The Random Forest Classifier model returned the highest score of 0.746. Trees with max features of 2 best prevented overfitting with the model. The criterion generally does not affect the model significantly, but entropy was used in this case to split the trees by the measurement of information.
The feature importances of the Random Forest model plotted out on the bar chart below show a uniformly distribution. The implication here is that all the features were important to the high performance of the model. This is generally true of most Random Forest models, where the accuracy improves with more data.
Similar genres can be determined by observing the probability of each genre for each track. The genre with the second highest probability for each genre is listed as the pair. These genre pairs can show the overall relationship and similarity between the genres. Bar charts for each target were plotted to show the most similar genres based on the pairs. Since there were significantly more rock and electronic tracks, the percentages of the total number of songs specified as that top genre were plotted instead of the raw numbers. These plots were created with Bokeh to include interactive tab panes that gives a more condensed layout to visualize the genre similarities.
Rock music shows similarities with most other genres, which could be due to the large proportion of rock music in the dataset. Electronic music also shared strong similarities with many other genres, such as experimental and hip-hop. Aside from the two most popular genres, the most interesting finding was classical music similarity with folk and jazz music.

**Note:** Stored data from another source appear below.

PR #6171, opened 2017-01-23
(#xxx) - update docs re: attachment blobs

nolanlawson:


nolanlawson:
Gonna self-+1 because this is a doc change.

Issue #6170, opened 2017-01-23
Stop exposing src directory on npm


nolanlawson:
Our src is starting to contain more and more custom code that Rollup alters on the fly. I'd be more comfortable with building explicit ES module bundles on the same way we build CJS bundles.

nolanlawson:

Genre similarity was also visualized with an interactive chord diagram built using Plotly. This visualization technique is especially useful to observe relationships within a dataset. The ideograms around the circumference proportionally illustrate the total number of tracks that fit the genre with the arc lengths. The ribbons in the middle that connect two nodes describe the relationship between the two genres with the number of tracks with the genre pairs. The chord diagram helps visualize the genre pairs all on one figure, which is useful to get an overall perspective of genre similarity.
A simple interactive application to predict genre based on musical features was built using Flask. Each feature has a range input that can be dragged to a specified value, which will then output the number for better accuracy. After submitting the features with the click of the button at the bottom, the app will return the genre of music that had been inputted.
The Random Forest model returned a much higher accuracy score than the K-Nearest Neighbors and Logistic Regression models. The accuracy score of 0.746 showed over a 50% improvement over the baseline model. This model’s predicted probability of each genre indicated the presence of rock and electronic music elements in most other genres. The large number of tracks for these two genres likely contributed this. Setting these two genres aside, the similarity of classical music to folk and jazz was perhaps the most interesting finding. Knowledge of genre similarity can potentially connect listeners to explore new genres of music, which can boost the listeners’ overall wellbeing and significantly increase revenue for the music streaming industry.
In the future, more audio features from the Echo Nest API can be used to improve the accuracy of the model. The current model excludes the over 200 temporal features for the sake of simplicity. More data for genres other than rock and electronic music can be mined as well in order to create a more balanced dataset. These changes can help the model predict the genre and second most probable genre more accurately, which can then more successfully recommended new music that listeners will like.